Dataset content:
PR #198, opened 2023-09-05
Static analysis: AMFNumber parsing not handle negative value

harryz2000:


src/rtmp/amf.cpp
```diff
@@ -463,7 +463,7 @@ double AMFNumber::GetNumber()
 {
 	if(value+value > 0xFFEULL<<52)
         	return 0.0;
-    	return ldexp(((value&((1LL<<52)-1)) + (1LL<<52)) * (value>>63|1), (value>>52&0x7FF)-1075);
+    	return std::ldexp(((value&((1LL<<52)-1)) + (1LL<<52)), (value>>52&0x7FF)-1075) * (((value>>63) == 1) ? -1 : 1);
```
murillo128, line 466: are we sure about this? cc/ @mildsunrise ?

harryz2000: Yes. Added unit tests

murillo128: were did you got the bytes/number conversion from?

harryz2000: The AMF number is defined in https://rtmp.veriskope.com/pdf/amf0-file-format-specification.pdf. It basically says it is a "8 byte IEEE-754 double floating point value".

The IEEE-754 double format can be found at: https://en.wikipedia.org/wiki/Double-precision_floating-point_format

In the unit tests, I created some random values for testing, including the limits. Some are from the WIKI page, some I generated through https://www.binaryconvert.com/convert_double.html

PR #199, opened 2023-09-05
Static analysis: various defects

harryz2000:
Potential nullptr use, divide by zero, incorrect count calculation, always false condition, etc


mildsunrise:
the two diffs under `src/rtp` are huge, could it be because of line endings?

harryz2000:
Yeah. I also found it. Looks like a merge issue. I am fixing it.

harryz2000:
Yes. It turns out the line ending of these files are CRLF (different with others) in the repository. I manually changed these two files to be CRLF and it appears working now. 

We should unify the line endings one day IMO.

src/aac/aacconfig.h
```diff
@@ -74,7 +74,7 @@ class AACSpecificConfig
 	static BYTE GetSampleRateIndex(DWORD rate)
 	{
 		//Search
-		for (DWORD i=0;i<sizeof(rates);i++)
+		for (DWORD i=0;i<sizeof(rates)/sizeof(rates[0]);i++)
```
murillo128, line 77: should we change `rates` to an std::array better?

harryz2000: I am OK for both. But change to std::array, which seems more modern.

src/aac/aacconfig.h
```diff
@@ -58,7 +58,7 @@
 class AACSpecificConfig
 {
 public:
-	static constexpr DWORD rates[13] = {
+	static constexpr std::array<DWORD, 13> rates = {
```
murillo128, line 61: I don't think that the `13` is needed

murillo128 (changes requested):

src/aac/aacconfig.h
harryz2000: The std::array needs two template arguments. Using one doesn't compile.

murillo128 (approved):

PR #200, opened 2023-09-05
Static analysis: trivial format specifier, return value check, etc

harryz2000:


src/DTLSICETransport.cpp
```diff
@@ -2245,8 +2246,7 @@ int DTLSICETransport::Send(const RTPPacket::shared& packet)
 		//Append it to the end of the packet history
 		history.push_back(packet);
 	
-	//Did we send successfully?
-	return (len>=0);
```
harryz2000, line 2249: Note, len is always >= 0 here.

src/DTLSICETransport.cpp
```diff
@@ -463,7 +464,7 @@ int DTLSICETransport::onData(const ICERemoteCandidate* candidate,const BYTE* dat
 	
 	//Send nack feedback
 	if ((group->type == MediaFrame::Video || recvMaps.apt.GetTypeForCodec(packet->GetPayloadType()!=RTPMap::NotFound)) &&
-		( lost>0 ||  (group->GetCurrentLost() && (now-source->lastNACKed)/1000>fmax(rtt,20)))
+		( lost>0 ||  (group->GetCurrentLost() && (now-source->lastNACKed)/1000>std::max(rtt,uint32_t(20))))
```
murillo128, line 467: i prefer `std::max<uint32_t>(rtt,20);` or `std::max<rtt,20u>;` not sure which one of the 3 is more correct

src/h264/H264LayerSelector.cpp
```diff
@@ -4,6 +4,7 @@
 H264LayerSelector::H264LayerSelector()
 {
 	waitingForIntra = true;
+	nextTemporalLayerId = 0;
```
murillo128, line 7: delete from constructor as they are in .h

src/avcdescriptor.cpp
```diff
@@ -262,7 +263,7 @@ void AVCDescriptor::Dump() const
 	{
 		H264SeqParameterSet sps;
 		//Decode
-		sps.Decode(spsData[i],spsSizes[i]);
+		(void)sps.Decode(spsData[i],spsSizes[i]);
```
murillo128, line 266: change by `if (sps.Decode(...`

murillo128 (changes requested):

include/rtmp/rtmpclientconnection.h
```diff
@@ -151,8 +151,8 @@ class RTMPClientConnection :
 			this->tag = tag;
 		}
 		
-		TransType type;
-		DWORD par;
+		TransType type {};
```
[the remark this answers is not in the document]
harryz2000: Tried to give it a zeroed value since as long as it has a certain value it wouldn't cause strange issues. Would change to an valid value, which probably better for readibility.

include/rtp/RTCPPayloadFeedback.h
```diff
@@ -447,9 +452,9 @@ class RTCPPayloadFeedback : public RTCPPacket
 private:
 	typedef std::vector<Field::shared> Fields;
 private:
-	FeedbackType feedbackType;
-	DWORD senderSSRC;
-	DWORD mediaSSRC;
+	FeedbackType feedbackType {};
```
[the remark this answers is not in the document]
harryz2000: As above. Will change.

src/avcdescriptor.cpp
harryz2000: Yeah. Agree. Considered that but kept no change for keeping the change trivial. Would fix then.

include/rtmp/rtmpclientconnection.h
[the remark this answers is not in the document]
murillo128: We should probably either remove any constructor that doesn't set the TransType or add an Unknown TransType

include/CPUMonitor.h
```diff
@@ -34,10 +34,10 @@ class CPUMonitor
         static void * run(void *par);
 
 private:
-	int		numcpu;
-	int		interval;
-	bool		started;
-	pthread_t	thread;
+	int		numcpu = 0;
+	int		interval = 0;
+	bool		started = false;
```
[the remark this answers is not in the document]
harryz2000: Done

include/rtmp/rtmpclientconnection.h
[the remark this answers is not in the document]
harryz2000: Removed the default constructor, which seems not very useful

src/h264/H264LayerSelector.cpp
harryz2000: OK

src/DTLSICETransport.cpp
harryz2000: both looks OK. Preferred 20u one as it is shorter.

murillo128 (approved):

Your instructions: Count the lines in the entries above that include the string "probably", then give only that figure.

Reply: 2